PR #3183, opened 2021-01-21
Wallet.Create is now async

lalexgap:
# Description
Updates the `Wallet.create` method to be `async`.

In #3148 an async function  `registerExistingChannelsWithChainService` is called in the constructor. Since it is async it can fail after the constructor has finished executing, causing issue with the tests.

The solution implemented is to change the `Wallet.Create` method to be async. This allows us to perform the registration or any other initialization logic before returning the `wallet`.  

#  How Has This Been Tested?
 These methods are using throughout our tests so I am relying on existing test coverage.

# Checklist:
- [ ] Update graph repo to work with changes.
## Code quality
## Project management

### DIFF
--- a/packages/server-wallet/e2e-test/payer/client.ts
+++ b/packages/server-wallet/e2e-test/payer/client.ts
@@ -12,17 +12,26 @@ import {defaultConfig, ServerWalletConfig} from '../../src/config';
 import {ONE_DAY} from '../../src/__test__/test-helpers';
 
 export default class PayerClient {
-  private readonly wallet: ServerWallet;
-  constructor(
+  readonly config: ServerWalletConfig;
+  private constructor(
     private readonly pk: Bytes32,
     private readonly receiverHttpServerURL: string,
-    readonly config?: ServerWalletConfig
+    private readonly wallet: ServerWallet
   ) {
-    this.wallet = recordFunctionMetrics(
-      ServerWallet.create(this.config || payerConfig),
+    this.config = wallet.walletConfig;
+  }
+  public static async create(
+    pk: Bytes32,
+    receiverHttpServerURL: string,
+    config?: ServerWalletConfig
+  ): Promise<PayerClient> {
+    const wallet = await recordFunctionMetrics(
+      ServerWallet.create(config ?? payerConfig),
       payerConfig.metricsConfiguration.timingMetrics
     );
+    return new PayerClient(pk, receiverHttpServerURL, wallet);
   }
+
   public async warmup(): Promise<void> {
     await this.wallet.warmUpThreads();
   }
--- a/packages/server-wallet/e2e-test/payer/client.ts
+++ b/packages/server-wallet/e2e-test/payer/client.ts
@@ -25,8 +25,8 @@ export default class PayerClient {
     receiverHttpServerURL: string,
     config?: ServerWalletConfig
   ): Promise<PayerClient> {
-    const wallet = await recordFunctionMetrics(
-      ServerWallet.create(config ?? payerConfig),
+    const wallet = recordFunctionMetrics(
+      await ServerWallet.create(config ?? payerConfig),
       payerConfig.metricsConfiguration.timingMetrics
     );
     return new PayerClient(pk, receiverHttpServerURL, wallet);
--- a/packages/server-wallet/e2e-test/payer/start.ts
+++ b/packages/server-wallet/e2e-test/payer/start.ts
@@ -40,8 +40,8 @@ export default {
   handler: async (argv: {[key: string]: any} & Argv['argv']): Promise<void> => {
     const {database, numPayments, channels} = argv;
 
-    const payerClient = await recordFunctionMetrics(
-      PayerClient.create(
+    const payerClient = recordFunctionMetrics(
+      await PayerClient.create(
         alice().privateKey,
         `http://127.0.0.1:65535`,
         overwriteConfigWithDatabaseConnection(defaultTestConfig(), {database})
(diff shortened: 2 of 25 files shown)


packages/server-wallet/e2e-test/payer/client.ts
```diff
@@ -12,17 +12,26 @@ import {defaultConfig, ServerWalletConfig} from '../../src/config';
...
-      ServerWallet.create(this.config || payerConfig),
+    this.config = wallet.walletConfig;
+  }
+  public static async create(
+    pk: Bytes32,
+    receiverHttpServerURL: string,
+    config?: ServerWalletConfig
+  ): Promise<PayerClient> {
+    const wallet = await recordFunctionMetrics(
+      ServerWallet.create(config ?? payerConfig),
```
kerzhner, line 29: Is the `await` in the correct place here? Should we await `ServerWallet.create` instead of `recordFunctionMetrics`?

kerzhner: Also, does `recordFunctionMetrics` work with promises?

packages/server-wallet/e2e-test/payer/start.ts
```diff
@@ -40,8 +40,8 @@ export default {
   handler: async (argv: {[key: string]: any} & Argv['argv']): Promise<void> => {
     const {database, numPayments, channels} = argv;
 
-    const payerClient = recordFunctionMetrics(
-      new PayerClient(
+    const payerClient = await recordFunctionMetrics(
```
kerzhner, line 43: Same comment as above.

packages/server-wallet/e2e-test/receiver/controller.ts
```diff
@@ -9,10 +9,15 @@ import {defaultConfig} from '../../src/config';
 import {WALLET_VERSION} from '../../src/version';
 
 export default class ReceiverController {
-  private readonly wallet: Wallet = recordFunctionMetrics(
-    Wallet.create(receiverConfig),
-    defaultConfig.metricsConfiguration.timingMetrics
-  );
+  static async create(): Promise<ReceiverController> {
+    const wallet = await recordFunctionMetrics(
```
kerzhner, line 13: Same comment as above.

packages/server-wallet/src/wallet/multi-threaded-wallet/worker.ts
```diff
@@ -22,45 +22,46 @@ const walletConfig: ServerWalletConfig = {
...
 
 logger.debug(`Worker %o starting`, threadId);
-const wallet = Wallet.create(walletConfig);
-parentPort?.on('message', async (message: any) => {
-  if (isMainThread) {
-    parentPort?.postMessage(
-      left(new Error('Attempting to execute worker thread script on the main thread'))
-    );
-  }
+Wallet.create(walletConfig).then(wallet => {
```
kerzhner, line 25: Another option is to factor out the bulk of this file into an `async` function and then call the function (without awaiting).

packages/server-wallet/e2e-test/payer/client.ts
lalexgap: > Is the `await` in the correct place here? Should we await `ServerWallet.create` instead of `recordFunctionMetrics`?

I think you're right. I wasn't paying too much attention and while `await recordFunctionMetrics` would still return the `wallet` I don't think metrics were being recorded for the wallet members.

Fixed in 62871e5

packages/server-wallet/e2e-test/payer/start.ts
lalexgap: Fixed in 62871e5

packages/server-wallet/e2e-test/receiver/controller.ts
lalexgap: Fixed in 62871e5

packages/server-wallet/e2e-test/payer/client.ts
kerzhner: It looks like `recordFunctionMetrics` uses node `timerify` under the hood. Are we sure that `timerify` can accept promises? If not `recordFunctionMetrics` might not be measuring anything useful here.

lalexgap: > It looks like `recordFunctionMetrics` uses node `timerify` under the hood. Are we sure that `timerify` can accept promises? If not `recordFunctionMetrics` might not be measuring anything useful here.

I'm not sure if it handles promises but with the changes in 62871e5 we're now passing in a wallet object instead of a promise so I don't think it should matter?

packages/server-wallet/src/wallet/multi-threaded-wallet/worker.ts
lalexgap: Done in 60b5400

packages/server-wallet/e2e-test/payer/client.ts
kerzhner: Gotcha! I wonder what we are timing in that case then...

lalexgap: > Gotcha! I wonder what we are timing in that case then...

I think the idea is that [it iterates through each function on the wallet and wraps it in a `timerify`](https://github.com/statechannels/statechannels/blob/08add256bf70bffd5551882a6b019938f8670a18/packages/server-wallet/src/metrics.ts#L99). That way we should get metrics on all the `wallet` functions. Not sure if it still works or provides useful information right now though

kerzhner: Ah gotcha. That makes sense, thank you for the explanation!

andrewgordstewart: This might be an appropriate link here: https://mtlynch.io/code-review-love/#4-answer-questions-with-the-code-itself

(though I appreciate that the resulting conversation is somewhat off topic from the scope of the PR)

kerzhner (approved):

+++++

# [TASK DESCRIPTION]
Every line that contains "export" should be copied out of the data.

# [ANSWER FOR THE TASK]
 export default class PayerClient {
@@ -25,8 +25,8 @@ export default class PayerClient {
@@ -40,8 +40,8 @@ export default {
@@ -40,8 +40,8 @@ export default {
 export default class ReceiverController {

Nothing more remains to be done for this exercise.